Beef prices in Denmark have surged by 20% in the past year, prompting concern among consumers and raising questions about the factors driving the increase. Only coffee, chocolate, and cocoa powder have experienced greater price hikes. The rising cost of beef is attributed to a combination of global and domestic factors, including high demand, declining production, and political uncertainty.
The demand for Danish beef exceeds the available supply, contributing to the price increase. There is also high demand for Danish beef in Southern Europe, where restaurants favor it. However, Denmark imports more beef than it exports, and global beef prices have also risen sharply, particularly in the United States.
Beef production in Europe is declining due to farmers closing down and fewer young people choosing to enter the industry. Many Danish farmers primarily focus on milk production, with beef as a by-product. Increased efficiency in milk production requires fewer cows, further reducing beef output.
Political uncertainty in Denmark is discouraging farmers from expanding production.

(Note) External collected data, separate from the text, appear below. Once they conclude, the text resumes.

PR #6198, opened 2026-08-06
fix(grokbuild): restore provider form background

SaladDay:
## Summary

- apply the shared glass form container styles to the Grok Build provider form
- match the background, border, radius, and padding used by the other provider forms

## Verification

- `pnpm exec prettier --check src/components/providers/forms/GrokBuildProviderForm.tsx`
- `pnpm typecheck`
- `pnpm build:renderer`

### DIFF
--- a/src/components/providers/forms/GrokBuildProviderForm.tsx
+++ b/src/components/providers/forms/GrokBuildProviderForm.tsx
@@ -435,7 +435,7 @@ export function GrokBuildProviderForm({
       <form
         id="provider-form"
         onSubmit={form.handleSubmit(handleSubmit)}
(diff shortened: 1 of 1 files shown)


SaladDay:
BEFORE：
image
AFTER：
image

farion1231:
@codex review

farion1231:
Thanks for the fix — and for the before/after screenshots, they made this a quick review. Verified the class string matches the generic ProviderForm exactly, so all provider forms now share the same card styling.

Small note for a possible follow-up: ClaudeDesktopProviderForm has the same missing container, so the same one-liner there would be welcome if you're up for it. Merging!

PR #6199, opened 2026-08-06
fix(ui): reduce provider editor empty space

SaladDay:
## Summary

- reduce the default JSON editor minimum height from 12 rows to 3
- use the compact minimum for inline Claude, Codex, Gemini, Grok, OpenCode, OpenClaw, Hermes, and OMO provider editors
- keep full-screen, fill-height, script, and fixed-height preview editors unchanged

## Cause

`JsonEditor` converts `rows` into a CSS `min-height`. Inline provider editors requested 6-14 rows, so short three-line configurations retained a large empty area below their content.

## Validation

- `pnpm exec prettier --check` on changed files
- `pnpm typecheck`
- `pnpm build:renderer`

No tests added; this only changes the minimum visible height of compact editor instances.

### DIFF
--- a/src/components/JsonEditor.tsx
+++ b/src/components/JsonEditor.tsx
@@ -29,7 +29,7 @@ const JsonEditor: React.FC<JsonEditorProps> = ({
   onChange,
   placeholder: placeholderText = "",
   darkMode = false,
-  rows = 12,
+  rows = 3,
   showValidation = true,
   language = "json",
   height,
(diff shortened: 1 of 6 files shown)


SaladDay:
BEFORE：
image

AFTER：
image

farion1231:
@codex review

farion1231:
Thanks for the fix! Verified locally: since `rows` only sets the editor's min-height and the editor grows with its content, this trims the dead space under short configs without affecting larger ones — the before/after screenshots show it nicely. Also confirmed all existing `JsonEditor` call sites pass explicit `rows`/`height`, so the default change is safe. Merging.

PR #6203, opened 2026-08-06
fix(ui): unify checkbox styles

SaladDay:
## Summary

- render the shared Checkbox component with the same native checkbox control used by the provider config options
- unify the 1M support controls and other shared checkbox usages with the Hide AI Attribution style
- preserve controlled, disabled, and indeterminate behavior

## Validation

- pnpm exec prettier --check src/components/ui/checkbox.tsx
- pnpm typecheck
- pnpm vitest run tests/components/CommonConfigEditor.test.tsx tests/components/McpFormModal.test.tsx tests/components/ClaudeFormFields.test.tsx tests/components/SessionManagerPage.test.tsx
- visually reviewed in the macOS app before commit

### DIFF
--- a/src/components/ui/checkbox.tsx
+++ b/src/components/ui/checkbox.tsx
@@ -1,33 +1,62 @@
 import * as React from "react";
-import * as CheckboxPrimitive from "@radix-ui/react-checkbox";
-import { Check, Minus } from "lucide-react";
 
 import { cn } from "@/lib/utils";
 
-const Checkbox = React.forwardRef<
-  React.ElementRef<typeof CheckboxPrimitive.Root>,
-  React.ComponentPropsWithoutRef<typeof CheckboxPrimitive.Root>
->(({ className, ...props }, ref) => (
-  <CheckboxPrimitive.Root
-    ref={ref}
-    className={cn(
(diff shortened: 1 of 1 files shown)


farion1231:
@codex review

farion1231:
Merged — thanks! Unifying all the shared checkboxes onto the same native control the provider options already use is a nice consistency win, and keeping the controlled / disabled / indeterminate contract intact while swapping the internals made this an easy review.

A few small follow-ups if you're interested (no obligation):

1. **Three utility groups got lost in the style swap**: the old implementation had `shrink-0` (prevents the box from being squeezed in flex rows with long labels), `disabled:cursor-not-allowed disabled:opacity-50` (right now a disabled checkbox looks identical to an enabled one), and used `focus-visible:` rather than `focus:` (ring only on keyboard navigation, not mouse clicks). Re-adding these three to the class string restores parity.
2. **Controlled `indeterminate` can drift on click**: the browser natively clears `HTMLInputElement.indeterminate` on activation, and React only restores `checked` — so if a consumer keeps `checked="indeterminate"` after the change callback (or sets the same value, which bails out of re-render), the DOM ends up showing an unchecked box while `aria-checked="mixed"` still announces "partially checked". All current call sites are safe (the session manager group checkbox always transitions state), so this is contract hardening rather than a live bug. Three-line fix at the end of the onChange handler: `if (isIndeterminate) event.target.indeterminate = true;` — plus a small component test to pin it.
3. `@radix-ui/react-checkbox` is now unused and can be dropped from package.json.

PR #6232, opened 2026-08-07
fix(windows): fall back when WSL rejects atomic replace

allenxu09:
## Summary

- fall back to `std::fs::rename` when WSL UNC paths reject `ReplaceFileW` with `ERROR_NOT_SUPPORTED`
- preserve the existing `ReplaceFileW` behavior for local Windows filesystems and all other errors
- reuse the existing temporary-file cleanup and retry handling without deleting the destination first

## Root cause

v3.19.2 changed Windows atomic writes to use `ReplaceFileW`. The WSL UNC filesystem returns OS error 50 for that API, and the code only entered its rename fallback for `NotFound`, so Codex and Claude configuration writes failed before the temporary file could be installed.

Fixes #6224.
Also addresses #6219 and #6188 and #6247.

## Validation

- `cargo fmt --manifest-path src-tauri/Cargo.toml -- --check`
- `git diff --check upstream/main...HEAD`
- focused static review of the final branch diff: no findings

Automated tests were not run. Reproducing OS error 50 requires a Windows host with a configured WSL UNC path.

Issue #6224, opened 2026-08-07
更新3.19.2 版本后 wsl 切换失败


avyou:
### Self Checks / 自检

- [x] I have read the [FAQ](https://github.com/farion1231/cc-switch#faq) section in README.
我已阅读 README 中的[常见问题](https://github.com/farion1231/cc-switch#常见问题)。

- [x] I have searched for [existing issues](https://github.com/farion1231/cc-switch/issues), including closed ones.
我已搜索过[已有的 Issue](https://github.com/farion1231/cc-switch/issues)，包括已关闭的。

### Related App / 涉及应用

Codex

### Your Question / 你的问题

更新3.19.2 版本后，在windows 上使用cc switch 切换到wsl 路径失败，求解决：

切换失败：热切换失败: 写入 Codex 配置失败: 原子替换失败: \\wsl.localhost\Ubuntu-24.04\home\xxxx\.codex\cc-switch-model-catalog.json.tmp.50344.1786083969121366900.21 -> \\wsl.localhost\Ubuntu-24.04\home\xxx\.codex\cc-switch-model-catalog.json: 不支持该请求。 (os error 50)

RebornForPower:
+1 我在用Claude也遇到这个问题了

dpp814:
+1啊 原子替换失败: \\wsl.localhost\Ubuntu\home\bihu\.claude\settings.json.tmp.29368.1786084725157187600.1 -> \\wsl.localhost\Ubuntu\home\bihu\.claude\settings.json: 不支持该请求。 (os error 50)

lijiaqi-reolink:
+1 同样，在修改过配置后就无法替换WSL文件了

QingshuangZhu:
同样的问题

allenxu09:
可以关注 pr #6232.

zhongjun1018-hue:
+1

blsnt8586:
+1

Waveshare-wulu:
Thanks for the fix! I saw that #6232 has already been merged.

Do you have an estimate for when a new release including this fix will be published? I'm currently affected by this issue when using CC Switch with Codex in WSL.

Thanks!

PR #6233, opened 2026-08-07
ci: run Windows backend tests against WSL2 filesystems

allenxu09:
## Summary

- add a Windows 2025 CI job that installs Ubuntu 24.04 under WSL2 while keeping Rust and cc-switch tests running as native Windows processes
- point `CC_SWITCH_TEST_HOME`, `TEMP`, and `TMP` at directories under a real `\\wsl.localhost\...` root
- run the complete existing backend test suite serially against that WSL2-backed filesystem
- add an atomic-write contract that replaces an existing file, verifies its contents, and checks that no temporary files remain
- explicitly verify that the WSL test root, resolved cc-switch home, and Windows temporary directory are all UNC paths under the configured WSL2 root

## Why

The existing OS matrix tests native Linux, Windows, and macOS filesystems, but it does not test a Windows cc-switch process writing into a WSL2 filesystem. That gap allowed the `ReplaceFileW` regression reported in #6224 to reach v3.19.2.

This job also covers future tests without requiring authors to write WSL-specific copies. Tests using `tempfile`, `std::env::temp_dir()`, or cc-switch's test-home override automatically execute once on NTFS in the normal Windows job and once on the WSL2 filesystem in this job.

## Regression coverage

The dedicated ignored contract creates a unique child directory on the WSL2 filesystem, writes an existing file, calls `atomic_write`, verifies replacement, and checks cleanup. CI confirms the exact ignored test is discovered before running it so a renamed or missing test cannot silently pass.

## Dependency

This PR is ready for review but depends on #6232. Against the current unpatched `main`, the WSL2 atomic-write contract is expected to fail with Windows error 50. After #6232 lands and this branch is rebased, this job becomes the regression gate for that behavior.

## Validation

- `pnpm exec prettier --check .github/workflows/ci.yml`
- `git diff --check`
- `cargo check --tests --manifest-path src-tauri/Cargo.toml`
- `open-code-review`: 0 findings

The revised WSL2 job itself is validated by GitHub Actions rather than the local Windows checkout.

### DIFF
--- a/.github/workflows/ci.yml
+++ b/.github/workflows/ci.yml
@@ -105,3 +105,81 @@ jobs:
 
       - name: Run tests
         run: cargo test --manifest-path src-tauri/Cargo.toml
+
+  backend-windows-wsl2:
+    name: Backend Checks (Windows + WSL2 home)
+    runs-on: windows-2025
+    timeout-minutes: 45
+    permissions:
+      contents: read
+    steps:
+      - name: Checkout
+        uses: actions/checkout@v6
+
+      - name: Setup Rust
+        uses: dtolnay/rust-toolchain@4360b52568e2003a75bf9bc1d59f33a8e3fc893c # stable
+        with:
+          components: rustfmt, clippy
+
+      - name: Setup WSL2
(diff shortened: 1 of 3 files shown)


farion1231:
@codex review

farion1231 (approved):

PR #6597, opened 2026-08-19
fix(i18n): align Grok Build and Codex routing copy

xwil1:
## Summary

- remove the orphaned `grokBuild.apiBackend` and `grokBuild.profile` locale keys from all four supported locales
- update the Codex advanced-section hint and fallback copy to state that both Chat Completions and Anthropic Messages upstreams require routing takeover
- add locale coverage so every supported translation keeps both routed protocols in the hint

## Background

This follows up on the two optional cleanup suggestions from #6511.

The Grok Build API-backend and profile controls were removed previously, but their translation keys remained unused. The Codex hint also mentioned only Chat Completions even though Anthropic Messages is bridged through the local routing layer as well.

This PR changes only bundled copy and dead locale entries; it does not change routing or protocol-conversion behavior.

## Validation

- `pnpm test:unit -- tests/config/localeCoverage.test.ts tests/components/GrokBuildProviderForm.test.tsx` (21 tests passed)
- `pnpm exec prettier --check ...`
- `pnpm typecheck`
- Codex Security diff review: complete coverage, no findings

### DIFF
--- a/src/components/providers/forms/CodexFormFields.tsx
+++ b/src/components/providers/forms/CodexFormFields.tsx
@@ -902,7 +902,7 @@ export function CodexFormFields({
                   })
                 : t("codexConfig.advancedSectionHint", {
                     defaultValue:
-                      "包含上游格式、模型映射、思考能力与自定义 User-Agent。使用 Chat Completions 协议的供应商需开启路由接管才能使用。",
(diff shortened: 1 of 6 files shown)


farion1231:
@codex review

New animal welfare rules and the green tripartite agreement create uncertainty about future regulations and taxes on beef production. Discussions surrounding the EU budget and support schemes also contribute to the hesitation to invest in increased production.
Supermarkets are aware of the rising beef prices and their impact on consumers. Salling Group, which owns Netto, Føtex, and Bilka, acknowledges its responsibility to combat price increases but attributes the rise to higher purchase prices from suppliers. The group has implemented measures such as reducing package sizes to offer lower-priced options.
Salling Group has introduced a mixed product of minced beef and chicken to meet customer demand for more affordable options. The hope is that suppliers will follow suit and help stabilize prices. The complexity of the supply chain, from farmers to slaughterhouses to supermarkets, also affects the final price seen by consumers.